Two new Bt cotton varieties, MRC 7377BG11 and MRC7361BG11, have been approved for commercial release by the National Committee on Naming, Registration and Release of Crop Materials, at its 26th meeting in Ibadan on Thursday.
The crops, which are Nigeria’s first home-grown GM cotton, were developed by Mahyco Nigeria Pvt. Limited in collaboration with the Institute for Agricultural Research, Ahmadu Bello University, Zaria.

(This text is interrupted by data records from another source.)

PR #1173, opened 2022-09-14
Update twitter & qcloud

KukiSa:
https://help.twitter.com/en references the resource of `cms-twdigitalassets.com`, which is registered through MarkMonitor and can be identified as a Twitter domain.

Please also provide comments on categorizing `twittercommunity.com` and `twitterflightschool.com`.

Replaced enumerated 42 domains using regular expressions:
`tdnsv[1-5]\.(com|net)` 深圳市腾讯计算机系统有限公司 粤B2-20090059-386
`tdnsv([6-9]|10)\.(com|net)` 深圳市腾讯计算机系统有限公司 粤B2-20090059-406
`tdnsv1[1-5]\.(com|net)` 深圳市腾讯计算机系统有限公司 粤B2-20090059-407

### DIFF
--- a/data/qcloud
+++ b/data/qcloud
@@ -29,18 +29,6 @@ cloudsite.vip
 cncqcloud.com
 computeinit.com
 coolsite.vip
-dnse0.cn
-dnse0.com
-dnse1.cn
-dnse1.com
-dnse2.cn
-dnse2.com
-dnse3.cn
-dnse3.com
-dnse4.cn
-dnse4.com
-dnse5.cn
-dnse5.com
 dnsv1.com
 dnsv1.com.cn
 dothework.cn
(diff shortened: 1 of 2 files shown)


rootmelo92118:
If you change the domains to a regular expression, you don't need to give the source again.

KukiSa:
> My opinion of `twittercommunity.com` and `twitterflightschool.com` is they should be included in this category. The reason is it belongs to `twitter`. This definition isn't changed. For example, the domain `pornhubapparel.com` doesn't fit the definition of a pornographic website, but it still belongs to `pornhub`.

The new commit has implemented the changes.


> By the way, you don't need to give the source again if you change the domains to a regular expression.

Regular expressions cover several more domains than the original direct enumeration.

rootmelo92118 (approved):

PR #1179, opened 2022-09-16
Update netlify

KukiSa:


data/netlify
```diff
@@ -1,2 +1,6 @@
-netlify.com
 bitballoon.com
+netlify.app
+netlify.com
+netlifystatus.com
+
+full:d33wubrfki0l68.cloudfront.net
```
rootmelo92118, line 6: Do you have evidence to proof this domain is belonging this category?

KukiSa: The pages of `netlify.com` reference resource from `d33wubrfki0l68.cloudfront.net`.
All other domains can be accessed directly and intuitively concluded.

rootmelo92118 (approved):

data/netlify
IceCodeNew: > The pages of `netlify.com` reference resource from `d33wubrfki0l68.cloudfront.net`. All other domains can be accessed directly and intuitively concluded.

that is not a very strong evidence, could be some third-party sources hosted on that site.

KukiSa: > > The pages of `netlify.com` reference resource from `d33wubrfki0l68.cloudfront.net`. All other domains can be accessed directly and intuitively concluded.
> 
> that is not a very strong evidence, could be some third-party sources hosted on that site.
> 
> @rootmelo92118 @KukiSa

`d33wubrfki0l68.cloudfront.net` is used to host assets when building static web pages.
ref: https://answers.netlify.com/t/complete-urls-for-react-js-bundles/5173

This is a feature provided by Netlify and reflected in the website it builds as shown in the picture below:

IceCodeNew: Good catch!

PR #1182, opened 2022-09-19
Update tld-!cn

rootmelo92118:


data/tld-!cn
```diff
@@ -468,6 +470,15 @@ teva # Teva Pharmaceutical Industries Limited
 toray # Toray Industries, Inc.
 weather # The Weather Channel LLC
 
+# Sex & Porn
+adult # Adult content
+gay # Homosexuality
+lgbt # Lesbian, Gay, Bisexual, Transgender
```
IceCodeNew, line 476: might not all the sites under `.lgbt` are about porn.
I would suggest we put that TLD under no categories, until we have built up good knowledge about it.

IceCodeNew (changes requested):

data/tld-!cn
rootmelo92118: > might not all the sites under `.lgbt` are about porn. I would suggest we put that TLD under no categories, until we have built up good knowledge about it.

Ok, I think it can be move to `Miscellaneous Domains`.

IceCodeNew: > > might not all the sites under `.lgbt` are about porn. I would suggest we put that TLD under no categories, until we have built up good knowledge about it.
> 
> Ok, I think it can be moved to `Miscellaneous Domains`.

That would be a good start. Mark this conversation as resolved when you finished fixing that.

data/tld-!cn
```diff
@@ -468,6 +471,14 @@ teva # Teva Pharmaceutical Industries Limited
 toray # Toray Industries, Inc.
 weather # The Weather Channel LLC
 
+# Sex & Porn
+adult # Adult content
+gay # Homosexuality
```
IceCodeNew, line 476: This one should be moved out too.

IceCodeNew (changes requested):

data/tld-!cn
rootmelo92118: Although I can move them to `Miscellaneous Domains`, the definition of sex here not only means pornography but also means sexuality.

IceCodeNew (approved):

data/tld-!cn
IceCodeNew: > Although I can move them to `Miscellaneous Domains`, the definition of sex here not only means pornography but also means sexuality.

I see. But I still get some strange felling about it.

PR #1227, opened 2022-09-30
Add qcc to geolocation-cn to fix qcc.com access issue

yukeiyang:
qcc.com is one popular enterprise inquiry website in China. The domain qcc.com was changed from original domain qichacha.com.

There are 4 subdomains of qichacha.com that still be depended, there is one issue to access,  After add it, the issue will gone.


rootmelo92118:
The `qcc` is already included by `category-enterprise-query-platform-cn` and that is already included in `geolocation-cn`.

PR #1230, opened 2022-10-01
google: sync `@cn` rules with upstream

database64128:


data/google
```diff
@@ -530,61 +530,58 @@ zukunftswerkstatt.de
 
 # Domains and services below are available in China mainland
 # Use in config file like this: "geosite:google@cn"
-full:csi-china.l.google.com @cn
-full:gstaticadssl.l.google.com @cn
```
IceCodeNew, line 534: 这两个为什么删掉了啊？

IceCodeNew: @database64128

database64128: I tested and they did not appear to have access points in China.

PR #1235, opened 2022-10-04
update Hulu

WordsWorthLess:
```
hulu.playback.edge.bamgrid.com
```
The domain above is for geolocation check, leaving it unproxied would cause playback issues with error codes 'p-dev3xxx'

And this conflicts with the entry "bamgrid.com" of the disney ruleset, make sure the hulu ruleset is prior to the disney one when  using different proxies for these two streaming service

### DIFF
--- a/data/hulu
+++ b/data/hulu
@@ -45,3 +45,4 @@ payhulu.com
 registerhulu.com
 thehulubraintrust.com
 wwwhuluplus.com
+full:hulu.playback.edge.bamgrid.com


rootmelo92118 (approved):

data/hulu
```diff
@@ -45,3 +45,4 @@ payhulu.com
 registerhulu.com
 thehulubraintrust.com
 wwwhuluplus.com
+full:hulu.playback.edge.bamgrid.com
```
IceCodeNew, line 48: 下次可以在 full 类的条目和 domain 类的条目之间加一个空格
@rootmelo92118 @WordsWorthLess

PR #1238, opened 2022-10-08
apple: sync @cn rules with upstream

Loyalsoldier:
Remove `stocks-sparkline.apple.com` and `weather-data.apple.com` due to duplication.

### DIFF
--- a/data/apple
+++ b/data/apple
@@ -798,7 +798,6 @@ full:app-site-association.cdn-apple.com @cn
 full:appldnld.apple.com @cn
 full:appldnld.g.aaplimg.com @cn
 full:appleid.cdn-apple.com @cn
-full:apps.apple.com @cn
 full:apps.mzstatic.com @cn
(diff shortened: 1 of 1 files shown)


data/apple
```diff
@@ -796,10 +794,12 @@ full:a4.mzstatic.com @cn
 full:a5.mzstatic.com @cn
 full:adcdownload.apple.com.akadns.net @cn
 full:adcdownload.apple.com @cn
+full:app-site-association.cdn-apple.com @cn
 full:appldnld.apple.com @cn
 full:appldnld.g.aaplimg.com @cn
+full:appleid.cdn-apple.com @cn
+full:apps.apple.com @cn
```
database64128, line 801: See #503. Maybe comment this line out?

Loyalsoldier, line 801:
```suggestion
```

Loyalsoldier: Fixed.

PR #1286, opened 2022-10-28
add onion site for `nytimes`

zydou:
https://open.nytimes.com/https-open-nytimes-com-the-new-york-times-as-a-tor-onion-service-e0d0b67b7482


rootmelo92118:
I don't think it should be included here because it cannot be routed correctly.

rootmelo92118:
You can refer to the category of `tor`.

Issue #1306, opened 2022-11-08
add category-tracker


Hubedge:
I'm aware of https://github.com/v2fly/domain-list-community/blob/master/data/category-pt but we lack a category for trackers.

https://github.com/ngosang/trackerslist would be a good starting point.

IceCodeNew:
Naming the category as "category-tracking" could lead to misunderstanding.  
How about `category-public-tracker`?  
Also, PR is welcomed.  
  
**Please be aware that copying & pasting the third-party maintained list is not encouraged, doing so would bring the risk of syntax error and violating their license.**

Hubedge:
`category-public-tracker` sounds good.

I will try to put together a PR from scratch.

PR #1309, opened 2022-11-09
Add `category-public-tracker`

Hubedge:
#1306

Not an exhaustive list. Just some trackers pulled from a few torrents downloaded from popular torrent site.


IceCodeNew:
this list needs to be sorted.

IceCodeNew (approved):

PR #2933, opened 2025-11-07
Split bilibili-cdn from bilibili

H1JK:
`bilibili-cdn` contains CDN domains that host images, videos, and static assets for bilibili that are irrelevent to business logic.

All domains are extracted from the existing `bilibili` category; no new domains have been added. `bilibili` now contains `bilibili-cdn` and should not be changed by this.

Usage: when you use proxies (just want) to bypass regional restrictions, you can securely route CDN domains to "direct outbound", thus saving proxy data traffic.

### DIFF
--- a/data/bilibili
+++ b/data/bilibili
@@ -1,3 +1,4 @@
+include:bilibili-cdn
 include:bilibili-game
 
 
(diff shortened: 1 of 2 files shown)


H1JK:
Off topic: idk what `im9.com` and `yo9.com` are used for, so I can't determine if they are CDN domains. I just kept them in `bilibili`.

PR #2949, opened 2025-11-12
Add 2ch.org and 2ch.su to 2ch

krisavdome:
2ch.life is dead, 2ch.org and 2ch.su are the actual domains as for now, 2ch.hk redirects to 2ch.org

### DIFF
--- a/data/2ch
+++ b/data/2ch
@@ -1,3 +1,4 @@
 2ch.hk
+2ch.life
 2ch.org
 2ch.su


MkQtS:
Are you sure that `2ch.life` is dead? I can still visit `https://2ch.life/wh/`

krisavdome:
oh, my bad, couldn't access it bc it got blocked. i thought that they disable old domains

PR #2989, opened 2025-11-28
Add ofiii domains

NNdroid:


MkQtS:
Both `ofiii` and `litv` belongs to TGC Taiwan Inc. `ofiii` also uses `svc.litv.tv`.

There is already `data/litv` in this repo, so you can just add new domains(`ofiii.com` and `full:ntdofifreepc-tgc.cdn.hinet.net`) to `data/litv`.

NNdroid:
Okay, I'll modify the code.

PR #2990, opened 2025-11-28
category-entertainment: deduplicate

MkQtS:


iLeonidze:
@MkQtS, perhaps it would have been better to remove the domain `thetvdb.com` from the entertainment category instead of deleting the entire `tvdb` group? Right now everyone who uses the tvdb group is getting an error.

MkQtS:
@iLeonidze fixed now. Sorry for the inconvenience.

PR #3005, opened 2025-12-01
Edit mailru-group

Pavel-Boyazov:
Some edits with mailru, ok, vk, mailru-group and add dzen


MkQtS:
I modified your commits and force-pushed. ~~Please check for any omissions.~~

If there are any omissions, feel free to open another PR.

PR #3017, opened 2025-12-07
Add qobuz

ninenfn:


MkQtS:
Subdomains are unnecessary. Check the README for details.

Unless there is a specific reason, please do not add a new entry that contains only one domain. And a new entry should be ideally included in a relevant category(`category-entertainment`).

My suggestion is just adding `qobuz.com` in `category-entertainment`.

PR #3022, opened 2025-12-08
Add 'r2.dev' to Cloudflare data

malagebidi:
Cloudflare-managed https://r2.dev subdomain for public buckets


MkQtS:
`https://developers.cloudflare.com/r2/buckets/public-buckets/`

PR #3053, opened 2025-12-15
Add Ookla Speedtest Central to the list

tooadstool:


Loyalsoldier:
I think it makes no sense to just include a third-party speedtest server.

PR #3056, opened 2025-12-16
Fix #3055

### LINKED ISSUE #3055: [bug] geosite:geolocation-!cn includes look ahead regexp which cause dae crash
```
# Image Resource Domain like `img.diwodiwo.xyz` `s3.diwodiwo.xyz` `storage.diwodiwo.xyz` `storage-b.diwodiwo.xyz`
regexp:^([a-z0-9-]+\.)*(?!ad-display\.|ad-channel\.)[a-z0-9-]+\.diwodiwo\.xyz$
```

这段会导致某些软件（如dae）报错，希望能 revert。  或者加到单独的文件里，不要加到 geosite:geolocation-!cn 这个被广泛使用的分类里。

初步判断应该是 (?! 这类复杂的 look ahead 正则导致的问题，建议用其他方式处理，避免用 这类正则。

PR which cause this issue: https://github.com/v2fly/domain-list-community/pull/2695

luochen1990:
Accroding to README.md:

> Note: Adding new regexp and keyword rules is discouraged because it is easy to use them incorrectly, and proxy software cannot efficiently match these types of rules.

### DIFF
--- a/data/picacg
+++ b/data/picacg
@@ -10,6 +10,8 @@ picacomic.xyz
 wikawika.xyz
 
 # Image Resource Domain like `img.diwodiwo.xyz` `s3.diwodiwo.xyz` `storage.diwodiwo.xyz` `storage-b.diwodiwo.xyz`
-regexp:^([a-z0-9-]+\.)*(?!ad-display\.|ad-channel\.)[a-z0-9-]+\.diwodiwo\.xyz$
+
 ad-channel.diwodiwo.xyz @ads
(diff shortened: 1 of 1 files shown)


Meo597:
Unless absolutely necessary, avoid using regular expressions.
They are not only prone to errors (this is an example).
But also have terrible performance. Domain rules don't actually have such strict requirements.
`domain` and `keyword` are both fast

They are expected to bring succour to farmers and boost Nigeria’s textile industry with a yield of 4.1 to 4.4 tonne per hectare as against the local variety’s yield of 600 to 900kg per hectare.
Speaking at the event in Ibadan, the Chairman of the Committee, Chief Oladosun Awoyemi remarked that the release and registration of GM cotton is revolutionary to the agricultural development of the country as it would lead to the future adoption of the GM technology in Nigeria of food crops.
The Director General/CEO of the National Biotechnology Development Agency (NABDA), Prof. Alex Akpa at a press conference on Friday, in Abuja, said, the official registration marked the entry into the nation’s agricultural system.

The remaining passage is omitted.